只有几秒钟的时间,可对我来说,却仿佛有几个世纪那么长。
我看到闷油瓶终于够到了绳子,开始拉着绳子往这边腾空而来,我们所有人也都咬着牙,努力拉住黑瞎子,确保他不被这股巨大的力量带下去。
眼看闷油瓶就要成功地被绳子拉过来,没想到的事情发生了。原本在两边被细线缠住、一步也不踏入中间的那些粽子,却突然有几只奋力朝着我们攻击了过来,而其中有一只,对着黑瞎子的脸就是一拳,黑瞎子下意识一躲,我们便全部跟着晃了一下。
就这一下,原本抓在他手中的绳子,一下子给打了滑。
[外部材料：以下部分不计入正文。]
PR #1487, opened 2022-11-17
Add optional configuration of regions for AWS, Azure, GCP, and Scaleway

### LINKED ISSUE #1382: Make AWS regions configurable
In our environment, opencost is not allowed IAM permissions to access resources in all AWS regions. 
This causes a lot of IAM errors with PermissionDenied due to the following hardcoded list of regions (https://github.com/opencost/opencost/blob/cda202ddedb57d02bc307ea63052b29f1a504c97/pkg/cloud/awsprovider.go#L111-L138)

This is used in the GetDisks https://github.com/opencost/opencost/blob/cda202ddedb57d02bc307ea63052b29f1a504c97/pkg/cloud/awsprovider.go#L1528 and GetAddresses functions https://github.com/opencost/opencost/blob/cda202ddedb57d02bc307ea63052b29f1a504c97/pkg/cloud/awsprovider.go#L1445

Is there any way that this could be made configurable, so that we could specify only the regions we are interested in?

jcttrll:
## What does this PR change?
* Add optional configuration of regions for AWS, Azure, GCP, and Scaleway, instead of strictly hardcoded regions
* A change to how GCP is identified as a provider was made to facilitate testing - this needs review by someone more familiar with this project

* No

* If desired, users will be able to add `"regions":["name", ...]` to their cloud configuration files.

* Closes #1382

## How was this PR tested?
* Tests were added to `test/cloud_test.go` to confirm proper functionality under happy path and other cases.

* Possibly. Comments on #1382 indicate that issue was going to be ignored because cloud providers will, in the future, not be part of OpenCost. In that case, it may be preferred to leave this as an undocumented feature.

* No. This does not seem like my decision, but that of the project maintainers.

### DIFF
--- a/pkg/cloud/provider.go
+++ b/pkg/cloud/provider.go
@@ -138,67 +138,68 @@ type OutOfClusterAllocation struct {
 }
 
 type CustomPricing struct {
-	Provider                     string `json:"provider"`
-	Description                  string `json:"description"`
-	CPU                          string `json:"CPU"`
-	SpotCPU                      string `json:"spotCPU"`
-	RAM                          string `json:"RAM"`
-	SpotRAM                      string `json:"spotRAM"`
-	GPU                          string `json:"GPU"`
-	SpotGPU                      string `json:"spotGPU"`
-	Storage                      string `json:"storage"`
-	ZoneNetworkEgress            string `json:"zoneNetworkEgress"`
-	RegionNetworkEgress          string `json:"regionNetworkEgress"`
-	InternetNetworkEgress        string `json:"internetNetworkEgress"`
-	FirstFiveForwardingRulesCost string `json:"firstFiveForwardingRulesCost"`
-	AdditionalForwardingRuleCost string `json:"additionalForwardingRuleCost"`
-	LBIngressDataCost            string `json:"LBIngressDataCost"`
-	SpotLabel                    string `json:"spotLabel,omitempty"`
-	SpotLabelValue               string `json:"spotLabelValue,omitempty"`
-	GpuLabel                     string `json:"gpuLabel,omitempty"`
-	GpuLabelValue                string `json:"gpuLabelValue,omitempty"`
-	ServiceKeyName               string `json:"awsServiceKeyName,omitempty"`
-	ServiceKeySecret             string `json:"awsServiceKeySecret,omitempty"`
-	SpotDataRegion               string `json:"awsSpotDataRegion,omitempty"`
-	SpotDataBucket               string `json:"awsSpotDataBucket,omitempty"`
-	SpotDataPrefix               string `json:"awsSpotDataPrefix,omitempty"`
-	ProjectID                    string `json:"projectID,omitempty"`
-	AthenaProjectID              string `json:"athenaProjectID,omitempty"`
-	AthenaBucketName             string `json:"athenaBucketName"`
-	AthenaRegion                 string `json:"athenaRegion"`
-	AthenaDatabase               string `json:"athenaDatabase"`
-	AthenaTable                  string `json:"athenaTable"`
-	AthenaWorkgroup              string `json:"athenaWorkgroup"`
-	MasterPayerARN               string `json:"masterPayerARN"`
-	BillingDataDataset           string `json:"billingDataDataset,omitempty"`
-	CustomPricesEnabled          string `json:"customPricesEnabled"`
-	DefaultIdle                  string `json:"defaultIdle"`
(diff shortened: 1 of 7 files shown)


pkg/cloud/provider.go
```diff
@@ -517,7 +518,7 @@ func getClusterProperties(node *v1.Node) clusterProperties {
 		accountID:      "",
 		projectID:      "",
 	}
-	if metadata.OnGCE() {
+	if metadata.OnGCE() || strings.HasPrefix(providerID, "gce") {
```
jcttrll, line 526: This change, in particular, needs review to ensure it's appropriate. `metadata.OnGCE()` internally uses `sync.Once`, which means, in the context of `cloud_test.go`, either you're on GCP for all the tests or you're not on GCP for any of the tests.

I don't know the history of why this condition uses `metadata.OnGCE()`, instead of looking at the provider ID prefix, as the other conditions do. I know next to nothing about GCP or what its provider IDs would look like in KubeCost. Based on some other things--in particular, `providerGCERegex` in `provider.go`--I think the `gce` prefix is appropriate. If this is OK, is `metadata.OnGCE()` needed at all?

AjayTripathy:
Amazing! Thank you so much for the PR @jcttrll 
@kaelanspatel could you help me take this review?

pkg/cloud/provider.go
kaelanspatel: From my understanding, this merely an "official" GCP client library way to determine this, and is therefore more advisable to use than the prefix check.

Is it possible to work around the testing limitation? Perhaps change `MetadataHostEnv` in the tests to reflect the provider that should be used (see [here](https://github.com/googleapis/google-cloud-go/blob/601c77a69a27b5f13ebb4508f8222a98c8a904bc/compute/metadata/metadata.go#L114-L189))?

dwbrown2:
@kaelanspatel @AjayTripathy any updates? Planning for 1.99?

cc @Adam-Stack-PM

kaelanspatel:
Hey, didn't see this earlier @dwbrown2 sorry.

Changes look okay overall, tested default behavior (default config) _en vivo_ and found no issues. Was not able to get custom regions working, though. We may also need a helm chart PR, is my guess.

Also not sure about the issue with `metadata.OnGCE()`. I don't _think_ it's a big risk as-is, fwiw.

AjayTripathy:
@kaelanspatel guessing this won't make 1.99. It seems like there are conflicts to resolve etc. Maybe you can pick up the conflict resolution and get this across the finish line shortly after release if this mostly looks good?

Adam-Stack-PM:
@kaelanspatel Any updates on the above? If possible would love to get this into v1.100.

kaelanspatel:
Hey @jcttrll, sorry for the long interval without a check-in. 

Any updates on the above conversation? Even if not, I've looked this over and after testing _en vivo_, I'm comfortable merging with that change to the `OnGCE` line.

As a final change, could `cloud_test.go` be moved into `pkg/cloud`? I'll approve and merge after that.

jcttrll:
Hi, @kaelanspatel and @AjayTripathy. Here's a little background on this PR...

A team at the company where I work bought a KubeCost license. They installed it, and it started triggering security logs in CloudTrail by violating our policies and accessing forbidden regions. After several weeks of back-and-forth with KubeCost support, they finally understood the issue and added these comments to an existing issue:

* https://github.com/opencost/opencost/issues/1382#issuecomment-1318871625
* https://github.com/opencost/opencost/issues/1382#issuecomment-1319163096

I wanted to fix the security violations, which cause a problem for me. I looked at the source and found the regions had been hardcoded, rather than configurable. At the time, f797a15da92b92e7cf10f7edcc5be0aac481739a was the current state. I was puzzled by why the testing was done in such a non-idiomatic way for Go, with a `test/cloud_test.go` file lumping all the "cloud tests" together (rather than having `*_test.go` files alongside the other code). I figured this was just because the developers on this project were new to Go and didn't know all the idioms, yet, and followed the "When in Rome..." principle, updating `cloud_test.go` accordingly.

Unfortunately, in the months that have passed since November, I no longer have more free time to spend on this, so I won't be able to refactor your tests for you. I understand this issue has been a low priority; while I'm disappointed my company's licensing fee didn't increase that priority, I understand that your team, also, doesn't have the time to work on this. I think it's time to just let it go. I'll close the MR. Thanks for your time in looking at it, anyway!

AjayTripathy:
Hey @jcttrll thank you for the context and feedback. Let us take over this PR and make sure we get the logs resolved and #1382 fixed.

然后,我便看到那绳子“嗖”地一声就脱落了出去,而原本已经快要被拉过来的闷油瓶,就这样失了力,直直朝着那个陷坑里跌了下去。
“小哥!”
那瞬间我的心脏就像停止跳动了一样,而我的动作已经早于我的意识做了出来,我大声地喊着他的名字,毫不犹豫地纵身一跃,在空中狠狠地撞上了他的身体。
接着,我听到他恐惧之极的声音在我耳边炸起:“吴邪!你疯了!”
我们抱在一起,往陷坑里落了下去,那块木板压下来盖住我们,视线里一片漆黑。